What needs to be done ▸ Among the lines below, tally those that contain "COLORBYTES" and respond with the total only.

═════ Provided material ═════

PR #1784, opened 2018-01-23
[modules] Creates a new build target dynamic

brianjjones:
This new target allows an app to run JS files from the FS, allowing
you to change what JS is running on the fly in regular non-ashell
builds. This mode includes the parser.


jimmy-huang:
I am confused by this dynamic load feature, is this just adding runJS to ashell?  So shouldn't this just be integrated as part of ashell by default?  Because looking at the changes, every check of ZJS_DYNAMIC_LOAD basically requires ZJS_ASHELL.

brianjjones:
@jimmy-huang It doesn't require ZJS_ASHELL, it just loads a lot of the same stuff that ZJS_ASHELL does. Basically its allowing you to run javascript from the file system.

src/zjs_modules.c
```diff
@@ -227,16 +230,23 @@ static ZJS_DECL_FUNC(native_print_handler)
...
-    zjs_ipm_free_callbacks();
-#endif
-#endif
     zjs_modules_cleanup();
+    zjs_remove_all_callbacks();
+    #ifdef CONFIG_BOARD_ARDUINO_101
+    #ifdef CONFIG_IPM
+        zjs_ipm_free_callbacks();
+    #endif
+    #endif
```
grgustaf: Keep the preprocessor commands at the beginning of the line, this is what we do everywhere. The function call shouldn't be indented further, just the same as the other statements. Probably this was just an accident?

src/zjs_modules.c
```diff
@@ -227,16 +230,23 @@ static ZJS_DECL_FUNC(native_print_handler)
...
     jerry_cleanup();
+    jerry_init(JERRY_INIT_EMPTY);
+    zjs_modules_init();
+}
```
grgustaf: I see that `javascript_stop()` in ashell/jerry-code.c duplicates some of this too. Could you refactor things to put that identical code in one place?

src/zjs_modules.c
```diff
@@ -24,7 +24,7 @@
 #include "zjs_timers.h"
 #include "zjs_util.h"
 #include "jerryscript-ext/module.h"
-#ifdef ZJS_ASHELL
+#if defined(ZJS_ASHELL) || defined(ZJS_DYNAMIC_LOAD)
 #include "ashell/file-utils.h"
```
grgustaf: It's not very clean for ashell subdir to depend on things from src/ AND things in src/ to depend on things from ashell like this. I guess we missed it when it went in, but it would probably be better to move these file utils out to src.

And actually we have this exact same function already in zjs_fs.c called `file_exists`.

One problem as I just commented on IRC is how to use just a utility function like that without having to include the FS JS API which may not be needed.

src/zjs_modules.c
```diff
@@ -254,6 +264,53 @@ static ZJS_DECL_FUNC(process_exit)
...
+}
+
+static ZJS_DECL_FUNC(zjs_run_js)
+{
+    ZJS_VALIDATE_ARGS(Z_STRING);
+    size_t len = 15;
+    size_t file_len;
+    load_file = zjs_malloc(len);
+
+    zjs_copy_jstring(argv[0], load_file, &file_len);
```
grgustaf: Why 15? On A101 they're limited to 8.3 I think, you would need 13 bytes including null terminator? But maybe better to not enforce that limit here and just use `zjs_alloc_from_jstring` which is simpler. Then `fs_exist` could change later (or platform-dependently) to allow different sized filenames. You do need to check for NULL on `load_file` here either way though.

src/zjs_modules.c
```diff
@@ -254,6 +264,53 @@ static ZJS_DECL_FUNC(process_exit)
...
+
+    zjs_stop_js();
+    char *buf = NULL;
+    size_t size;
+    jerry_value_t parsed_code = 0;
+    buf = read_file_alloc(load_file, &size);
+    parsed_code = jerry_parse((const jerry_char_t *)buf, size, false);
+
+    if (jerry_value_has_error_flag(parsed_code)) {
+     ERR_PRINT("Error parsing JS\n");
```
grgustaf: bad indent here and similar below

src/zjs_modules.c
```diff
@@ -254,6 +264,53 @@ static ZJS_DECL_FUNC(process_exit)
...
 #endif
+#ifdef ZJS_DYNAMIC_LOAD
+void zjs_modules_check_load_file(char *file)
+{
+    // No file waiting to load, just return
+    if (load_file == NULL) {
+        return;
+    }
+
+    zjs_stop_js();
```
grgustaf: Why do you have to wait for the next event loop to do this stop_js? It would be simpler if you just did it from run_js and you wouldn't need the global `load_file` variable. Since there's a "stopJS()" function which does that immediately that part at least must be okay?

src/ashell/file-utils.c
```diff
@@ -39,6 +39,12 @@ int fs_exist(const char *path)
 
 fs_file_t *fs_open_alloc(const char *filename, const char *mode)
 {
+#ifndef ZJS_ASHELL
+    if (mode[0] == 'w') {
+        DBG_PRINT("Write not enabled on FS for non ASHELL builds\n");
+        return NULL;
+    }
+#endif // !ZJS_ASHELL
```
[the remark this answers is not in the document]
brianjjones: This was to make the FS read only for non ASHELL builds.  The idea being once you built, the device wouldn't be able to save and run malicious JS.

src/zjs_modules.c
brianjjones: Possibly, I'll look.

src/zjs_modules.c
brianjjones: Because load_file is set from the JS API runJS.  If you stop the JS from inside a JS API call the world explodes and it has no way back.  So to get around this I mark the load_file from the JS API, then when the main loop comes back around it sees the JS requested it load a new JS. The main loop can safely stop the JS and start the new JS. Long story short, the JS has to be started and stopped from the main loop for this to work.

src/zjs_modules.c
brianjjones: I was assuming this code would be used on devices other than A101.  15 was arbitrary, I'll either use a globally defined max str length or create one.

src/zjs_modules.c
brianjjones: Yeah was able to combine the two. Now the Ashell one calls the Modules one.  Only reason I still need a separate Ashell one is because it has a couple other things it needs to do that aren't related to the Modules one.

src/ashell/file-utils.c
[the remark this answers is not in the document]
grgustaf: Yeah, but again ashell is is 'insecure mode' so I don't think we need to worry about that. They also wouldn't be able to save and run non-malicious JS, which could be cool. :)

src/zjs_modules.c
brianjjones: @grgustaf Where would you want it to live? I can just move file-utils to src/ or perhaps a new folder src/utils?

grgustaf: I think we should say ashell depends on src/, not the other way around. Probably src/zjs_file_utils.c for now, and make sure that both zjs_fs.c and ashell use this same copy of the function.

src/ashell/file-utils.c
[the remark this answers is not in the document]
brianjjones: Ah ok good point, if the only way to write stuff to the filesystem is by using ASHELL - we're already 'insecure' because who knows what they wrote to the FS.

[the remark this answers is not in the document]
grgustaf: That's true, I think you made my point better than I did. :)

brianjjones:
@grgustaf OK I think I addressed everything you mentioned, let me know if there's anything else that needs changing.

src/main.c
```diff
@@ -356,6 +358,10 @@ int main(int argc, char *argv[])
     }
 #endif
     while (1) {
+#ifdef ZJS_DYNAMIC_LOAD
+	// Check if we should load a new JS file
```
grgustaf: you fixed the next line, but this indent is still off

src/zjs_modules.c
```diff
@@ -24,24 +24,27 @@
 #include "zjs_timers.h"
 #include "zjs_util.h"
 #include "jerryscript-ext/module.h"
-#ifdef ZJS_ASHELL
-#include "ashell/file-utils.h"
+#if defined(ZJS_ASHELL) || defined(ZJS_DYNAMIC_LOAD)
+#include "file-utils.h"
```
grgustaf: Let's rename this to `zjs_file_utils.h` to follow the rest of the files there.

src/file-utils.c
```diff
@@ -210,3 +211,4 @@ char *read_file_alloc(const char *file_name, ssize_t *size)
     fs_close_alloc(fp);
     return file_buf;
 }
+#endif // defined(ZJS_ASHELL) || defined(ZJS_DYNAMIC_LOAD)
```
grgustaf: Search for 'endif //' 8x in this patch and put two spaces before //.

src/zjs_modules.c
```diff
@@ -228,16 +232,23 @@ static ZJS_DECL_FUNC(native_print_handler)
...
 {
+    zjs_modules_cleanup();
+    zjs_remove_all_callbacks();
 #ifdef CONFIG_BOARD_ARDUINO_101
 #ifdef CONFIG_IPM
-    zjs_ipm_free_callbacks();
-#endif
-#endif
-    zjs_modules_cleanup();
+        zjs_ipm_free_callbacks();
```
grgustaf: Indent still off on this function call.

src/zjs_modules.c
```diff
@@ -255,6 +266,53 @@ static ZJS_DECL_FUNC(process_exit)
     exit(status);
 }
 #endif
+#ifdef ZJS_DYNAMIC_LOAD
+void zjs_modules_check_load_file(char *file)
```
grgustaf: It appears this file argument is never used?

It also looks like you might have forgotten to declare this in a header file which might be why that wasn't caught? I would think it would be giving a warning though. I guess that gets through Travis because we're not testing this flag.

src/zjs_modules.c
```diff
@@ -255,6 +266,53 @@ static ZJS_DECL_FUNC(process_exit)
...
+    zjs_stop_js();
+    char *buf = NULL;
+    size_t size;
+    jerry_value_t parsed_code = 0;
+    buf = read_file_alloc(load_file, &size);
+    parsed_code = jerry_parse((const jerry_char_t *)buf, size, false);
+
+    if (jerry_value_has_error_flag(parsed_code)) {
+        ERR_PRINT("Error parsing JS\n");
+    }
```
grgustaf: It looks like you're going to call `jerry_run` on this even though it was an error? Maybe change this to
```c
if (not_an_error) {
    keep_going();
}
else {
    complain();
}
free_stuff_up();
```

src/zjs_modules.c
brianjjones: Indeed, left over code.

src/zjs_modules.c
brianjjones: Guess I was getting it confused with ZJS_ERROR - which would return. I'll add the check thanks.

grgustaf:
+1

═════
═════ Provided material ═════

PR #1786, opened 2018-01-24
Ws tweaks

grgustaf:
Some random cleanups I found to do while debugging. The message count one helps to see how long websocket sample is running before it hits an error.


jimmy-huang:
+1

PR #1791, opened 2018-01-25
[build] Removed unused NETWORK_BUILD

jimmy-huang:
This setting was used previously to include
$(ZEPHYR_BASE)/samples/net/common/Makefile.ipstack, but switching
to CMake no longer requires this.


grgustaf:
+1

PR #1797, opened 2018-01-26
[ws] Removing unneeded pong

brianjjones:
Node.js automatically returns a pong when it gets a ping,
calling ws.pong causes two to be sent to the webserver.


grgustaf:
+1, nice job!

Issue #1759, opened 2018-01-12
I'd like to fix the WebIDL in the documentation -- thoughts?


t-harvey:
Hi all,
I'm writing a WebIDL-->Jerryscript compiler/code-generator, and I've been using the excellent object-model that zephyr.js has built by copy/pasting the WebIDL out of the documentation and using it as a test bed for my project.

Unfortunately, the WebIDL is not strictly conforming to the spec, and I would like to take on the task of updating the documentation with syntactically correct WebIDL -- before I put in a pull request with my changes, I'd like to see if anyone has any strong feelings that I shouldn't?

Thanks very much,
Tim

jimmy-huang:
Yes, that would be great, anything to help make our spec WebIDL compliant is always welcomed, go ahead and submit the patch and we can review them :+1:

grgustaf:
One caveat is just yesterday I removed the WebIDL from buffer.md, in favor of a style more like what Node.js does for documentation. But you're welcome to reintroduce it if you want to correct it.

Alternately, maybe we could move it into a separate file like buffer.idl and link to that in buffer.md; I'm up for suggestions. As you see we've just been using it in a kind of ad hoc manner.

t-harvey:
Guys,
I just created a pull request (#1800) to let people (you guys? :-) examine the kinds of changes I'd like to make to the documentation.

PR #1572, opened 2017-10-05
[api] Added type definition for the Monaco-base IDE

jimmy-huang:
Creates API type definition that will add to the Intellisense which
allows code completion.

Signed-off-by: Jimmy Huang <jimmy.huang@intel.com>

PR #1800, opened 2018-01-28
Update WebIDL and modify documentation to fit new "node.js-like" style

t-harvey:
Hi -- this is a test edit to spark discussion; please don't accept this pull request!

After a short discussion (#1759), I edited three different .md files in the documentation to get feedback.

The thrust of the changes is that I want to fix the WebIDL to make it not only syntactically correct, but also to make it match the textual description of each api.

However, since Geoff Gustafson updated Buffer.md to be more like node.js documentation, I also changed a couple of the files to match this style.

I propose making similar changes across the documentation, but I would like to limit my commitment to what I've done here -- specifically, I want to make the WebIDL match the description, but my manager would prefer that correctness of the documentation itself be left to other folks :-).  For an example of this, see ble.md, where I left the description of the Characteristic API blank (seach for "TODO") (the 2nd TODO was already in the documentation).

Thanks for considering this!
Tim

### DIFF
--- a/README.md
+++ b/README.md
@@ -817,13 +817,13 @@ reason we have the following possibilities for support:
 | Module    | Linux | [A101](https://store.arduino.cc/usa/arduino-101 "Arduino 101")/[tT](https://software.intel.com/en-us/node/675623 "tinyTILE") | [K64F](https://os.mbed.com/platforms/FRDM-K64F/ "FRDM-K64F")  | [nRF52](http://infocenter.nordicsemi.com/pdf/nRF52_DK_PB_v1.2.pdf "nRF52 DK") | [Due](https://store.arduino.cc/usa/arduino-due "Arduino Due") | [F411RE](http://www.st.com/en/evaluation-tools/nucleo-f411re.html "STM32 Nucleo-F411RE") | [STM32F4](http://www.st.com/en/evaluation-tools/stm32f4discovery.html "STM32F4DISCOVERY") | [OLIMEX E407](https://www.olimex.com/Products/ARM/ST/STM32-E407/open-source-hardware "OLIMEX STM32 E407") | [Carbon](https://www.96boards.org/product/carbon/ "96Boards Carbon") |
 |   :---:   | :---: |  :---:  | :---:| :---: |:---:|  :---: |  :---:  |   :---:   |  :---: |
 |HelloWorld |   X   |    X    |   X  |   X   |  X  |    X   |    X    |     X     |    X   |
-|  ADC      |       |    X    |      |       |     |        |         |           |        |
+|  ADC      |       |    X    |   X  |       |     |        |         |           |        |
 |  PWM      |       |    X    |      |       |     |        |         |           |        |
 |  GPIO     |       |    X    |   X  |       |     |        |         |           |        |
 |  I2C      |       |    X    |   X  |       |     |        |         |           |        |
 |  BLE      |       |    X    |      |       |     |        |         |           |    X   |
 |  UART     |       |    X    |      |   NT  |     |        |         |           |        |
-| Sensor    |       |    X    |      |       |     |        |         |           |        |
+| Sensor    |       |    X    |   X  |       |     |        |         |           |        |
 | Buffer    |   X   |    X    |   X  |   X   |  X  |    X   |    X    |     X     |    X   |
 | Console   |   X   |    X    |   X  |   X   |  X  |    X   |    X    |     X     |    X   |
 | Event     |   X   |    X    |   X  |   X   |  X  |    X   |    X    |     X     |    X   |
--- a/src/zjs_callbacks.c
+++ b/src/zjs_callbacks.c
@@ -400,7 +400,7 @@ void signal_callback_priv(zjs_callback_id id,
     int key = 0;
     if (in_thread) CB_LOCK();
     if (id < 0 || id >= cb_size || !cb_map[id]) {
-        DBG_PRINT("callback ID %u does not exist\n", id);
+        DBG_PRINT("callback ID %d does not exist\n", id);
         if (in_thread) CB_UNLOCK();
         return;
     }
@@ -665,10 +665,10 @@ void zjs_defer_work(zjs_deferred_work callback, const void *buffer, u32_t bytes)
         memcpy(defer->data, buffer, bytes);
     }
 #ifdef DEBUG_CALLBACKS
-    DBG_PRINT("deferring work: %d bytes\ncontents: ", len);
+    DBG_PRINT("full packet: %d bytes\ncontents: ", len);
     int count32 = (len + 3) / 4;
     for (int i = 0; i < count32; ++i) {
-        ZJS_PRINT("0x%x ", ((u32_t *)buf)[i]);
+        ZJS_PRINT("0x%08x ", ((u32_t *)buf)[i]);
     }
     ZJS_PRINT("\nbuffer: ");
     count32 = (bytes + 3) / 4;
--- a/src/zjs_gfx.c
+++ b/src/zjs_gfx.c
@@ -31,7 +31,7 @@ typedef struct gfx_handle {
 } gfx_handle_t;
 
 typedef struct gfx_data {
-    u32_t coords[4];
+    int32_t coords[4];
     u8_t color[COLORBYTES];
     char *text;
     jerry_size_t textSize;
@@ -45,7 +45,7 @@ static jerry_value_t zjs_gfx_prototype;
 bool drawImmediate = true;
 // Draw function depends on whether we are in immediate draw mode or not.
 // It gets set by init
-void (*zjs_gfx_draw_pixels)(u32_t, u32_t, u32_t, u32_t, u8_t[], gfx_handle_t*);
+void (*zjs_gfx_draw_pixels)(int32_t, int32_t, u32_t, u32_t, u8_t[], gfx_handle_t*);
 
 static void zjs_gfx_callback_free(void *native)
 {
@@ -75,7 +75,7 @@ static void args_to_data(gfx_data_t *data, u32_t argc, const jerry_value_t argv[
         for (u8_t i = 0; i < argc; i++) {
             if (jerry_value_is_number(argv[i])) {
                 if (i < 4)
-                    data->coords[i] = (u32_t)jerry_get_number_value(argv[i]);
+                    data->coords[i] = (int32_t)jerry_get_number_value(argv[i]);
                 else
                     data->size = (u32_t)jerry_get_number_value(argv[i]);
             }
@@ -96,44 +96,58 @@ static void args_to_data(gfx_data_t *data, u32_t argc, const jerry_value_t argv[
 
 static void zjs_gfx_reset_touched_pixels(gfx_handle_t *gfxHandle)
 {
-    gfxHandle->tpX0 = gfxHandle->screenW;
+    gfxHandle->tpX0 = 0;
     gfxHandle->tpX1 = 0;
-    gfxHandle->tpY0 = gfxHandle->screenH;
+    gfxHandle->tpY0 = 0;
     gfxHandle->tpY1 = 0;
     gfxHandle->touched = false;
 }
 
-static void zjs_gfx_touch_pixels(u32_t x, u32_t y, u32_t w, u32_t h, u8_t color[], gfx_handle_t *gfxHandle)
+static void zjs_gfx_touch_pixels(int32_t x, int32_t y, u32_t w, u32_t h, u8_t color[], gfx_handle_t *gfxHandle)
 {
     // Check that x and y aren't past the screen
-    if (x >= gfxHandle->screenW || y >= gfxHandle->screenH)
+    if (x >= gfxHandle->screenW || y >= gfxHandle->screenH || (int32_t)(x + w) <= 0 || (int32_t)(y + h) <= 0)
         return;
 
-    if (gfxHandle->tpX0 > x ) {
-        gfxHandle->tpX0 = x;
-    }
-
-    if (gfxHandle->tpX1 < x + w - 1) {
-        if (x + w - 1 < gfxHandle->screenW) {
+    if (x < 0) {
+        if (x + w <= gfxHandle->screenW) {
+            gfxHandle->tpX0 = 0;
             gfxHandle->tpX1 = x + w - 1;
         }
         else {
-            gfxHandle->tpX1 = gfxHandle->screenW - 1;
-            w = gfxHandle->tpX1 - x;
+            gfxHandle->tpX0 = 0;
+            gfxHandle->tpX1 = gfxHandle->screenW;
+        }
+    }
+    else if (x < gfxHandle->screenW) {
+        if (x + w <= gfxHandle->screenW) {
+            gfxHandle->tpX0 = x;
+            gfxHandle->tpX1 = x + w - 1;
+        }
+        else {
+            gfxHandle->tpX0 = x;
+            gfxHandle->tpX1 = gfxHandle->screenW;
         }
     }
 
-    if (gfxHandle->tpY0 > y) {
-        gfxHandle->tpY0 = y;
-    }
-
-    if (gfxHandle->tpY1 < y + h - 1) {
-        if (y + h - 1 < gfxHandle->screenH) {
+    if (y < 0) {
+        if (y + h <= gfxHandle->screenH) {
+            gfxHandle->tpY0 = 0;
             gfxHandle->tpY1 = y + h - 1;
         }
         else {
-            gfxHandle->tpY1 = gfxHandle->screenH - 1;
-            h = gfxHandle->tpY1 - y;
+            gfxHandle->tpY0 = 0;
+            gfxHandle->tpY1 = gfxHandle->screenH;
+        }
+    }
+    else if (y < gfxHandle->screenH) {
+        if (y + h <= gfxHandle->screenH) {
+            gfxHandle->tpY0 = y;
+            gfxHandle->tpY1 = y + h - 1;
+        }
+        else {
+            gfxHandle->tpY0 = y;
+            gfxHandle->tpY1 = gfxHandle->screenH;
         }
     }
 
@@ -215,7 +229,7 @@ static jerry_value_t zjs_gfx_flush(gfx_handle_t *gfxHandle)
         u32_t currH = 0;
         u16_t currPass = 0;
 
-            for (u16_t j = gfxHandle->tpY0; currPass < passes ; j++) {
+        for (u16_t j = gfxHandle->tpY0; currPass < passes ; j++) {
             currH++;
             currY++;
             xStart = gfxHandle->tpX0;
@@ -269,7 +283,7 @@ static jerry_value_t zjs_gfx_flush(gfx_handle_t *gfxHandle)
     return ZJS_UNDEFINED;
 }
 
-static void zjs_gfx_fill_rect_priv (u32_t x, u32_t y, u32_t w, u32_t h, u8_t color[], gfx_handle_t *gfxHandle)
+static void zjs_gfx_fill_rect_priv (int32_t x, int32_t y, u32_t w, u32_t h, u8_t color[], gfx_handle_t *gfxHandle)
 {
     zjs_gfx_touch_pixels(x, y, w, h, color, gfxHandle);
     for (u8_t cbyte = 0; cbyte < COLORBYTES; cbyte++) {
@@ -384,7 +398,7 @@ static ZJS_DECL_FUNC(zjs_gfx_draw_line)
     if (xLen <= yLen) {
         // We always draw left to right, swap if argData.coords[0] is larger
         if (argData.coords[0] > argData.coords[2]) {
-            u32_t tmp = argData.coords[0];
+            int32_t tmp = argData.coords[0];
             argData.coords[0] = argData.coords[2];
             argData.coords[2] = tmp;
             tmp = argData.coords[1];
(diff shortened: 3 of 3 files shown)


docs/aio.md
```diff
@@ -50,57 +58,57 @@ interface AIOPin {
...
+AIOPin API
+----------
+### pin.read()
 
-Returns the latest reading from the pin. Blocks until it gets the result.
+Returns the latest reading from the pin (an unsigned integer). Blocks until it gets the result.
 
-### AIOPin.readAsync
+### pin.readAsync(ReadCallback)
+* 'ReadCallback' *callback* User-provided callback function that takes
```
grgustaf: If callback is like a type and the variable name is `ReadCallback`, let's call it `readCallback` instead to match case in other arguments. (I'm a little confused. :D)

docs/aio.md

═════

Answer to this problem ▸ 2